• _WHAT IS NEEDED_: Filter the data below, keeping only lines that contain "from".

[Data entries]

PR #5611, opened 2021-05-03
feat(Core/Database): port TrinityCore database API

Winfidonarleyan:
## Changes Proposed:
- It's about time, hah
- Port all changes TrinityCore database

## Issues Addressed:
- Closes #4669
- Part #3739 (code only, start support after add boost suport)
- Maybe #4005
- Maybe #3679

## Tests Performed:
- Char (Loading/create/delete)
- Hunter pets (loading, combat, stable master, rename)

## How to Test the Changes:
- Check char create/rename/customize/delete/loading and other
- Check all pets functions (rename/add) and other
- Check character save system

## Known Issues and TODO List:
- [x] License
- [ ] https://github.com/ElunaLuaEngine/Eluna/pull/358
- [ ] https://github.com/azerothcore/mod-transmog/pull/45
- [x] https://github.com/azerothcore/azerothcore-wotlk/pull/5671
- [x] #5950
- [x] Fix `clang-7`
- [ ] change wh
- [x] `.char rename`
- [x] `.char customize`

## Target Branch(es):
- [x] Master
 
## How to Test AzerothCore PRs
 
When a PR is ready to be tested, it will be marked as **[WAITING TO BE TESTED]**.

You can help by testing PRs and writing your feedback here on the PR's page on GitHub. Follow the instructions here:

http://www.azerothcore.org/wiki/How-to-test-a-PR

**REMEMBER**: when testing a PR that changes something **generic** (i.e. a part of code that handles more than one specific thing), the tester should not only check that the PR does its job (e.g. fixing spell XXX) but **especially** check that the PR does not cause any regression (i.e. introducing new bugs).

**For example**: if a PR fixes spell X by changing a part of code that handles spells X, Y, and Z, we should not only test X, but **we should test Y and Z as well**.

PR #5671, opened 2021-05-06
feat(Cmake/Compiler): deprecated clang6 and gcc 7

Winfidonarleyan:
## Changes Proposed:
- Set `clang` expected version `7.0.0`
- Set `GCC` expected version `8.0.0`

## Issues Addressed:
- Fix for #5611


.github/workflows/core_build.yml
```diff
@@ -29,10 +29,6 @@ jobs:
             compiler: clang9
             modules: without
             extra_logs: false
-          - os: ubuntu-18.04
-            compiler: clang # default in 18.04 is clang 6
-            modules: without
-            extra_logs: false
```
FrancescoBorzi, line 35: please do not just remove the clang6 but **replace** it with clang7 instead

FrancescoBorzi (changes requested):
also don't forget to update the wiki

FrancescoBorzi:
we should also update all modules and replace clang 6 with clang 7

.github/workflows/core_build.yml
Winfidonarleyan: Okay

Winfidonarleyan: Done

FrancescoBorzi:
@Winfidonarleyan also don't forget: https://github.com/azerothcore/azerothcore-wotlk/blob/master/.github/SECURITY.md

Winfidonarleyan:
@FrancescoBorzi done

Winfidonarleyan:
modules, okay

Winfidonarleyan:
Added modules PRs

FrancescoBorzi:
@Winfidonarleyan failing with:

> Unknown compiler clang7

I'm ok if we remove clang6 and 7 from modules and only keep the default ubuntu 20.04 clang version in them. No need to test modules with different clang versions.

Winfidonarleyan:
> @Winfidonarleyan failing with:
> 
> > Unknown compiler clang7
> 
> I'm ok if we remove clang6 and 7 from modules and only keep the default ubuntu 20.04 clang version in them. No need to test modules with different clang versions.

Fixed

FrancescoBorzi (approved):

Kitzunu (approved):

• _RESULT FOR THIS TASK_:
I'm ok if we remove clang6 and 7 from modules and only keep the default ubuntu 20.04 clang version in them. No need to test modules with different clang versions.
> I'm ok if we remove clang6 and 7 from modules and only keep the default ubuntu 20.04 clang version in them. No need to test modules with different clang versions.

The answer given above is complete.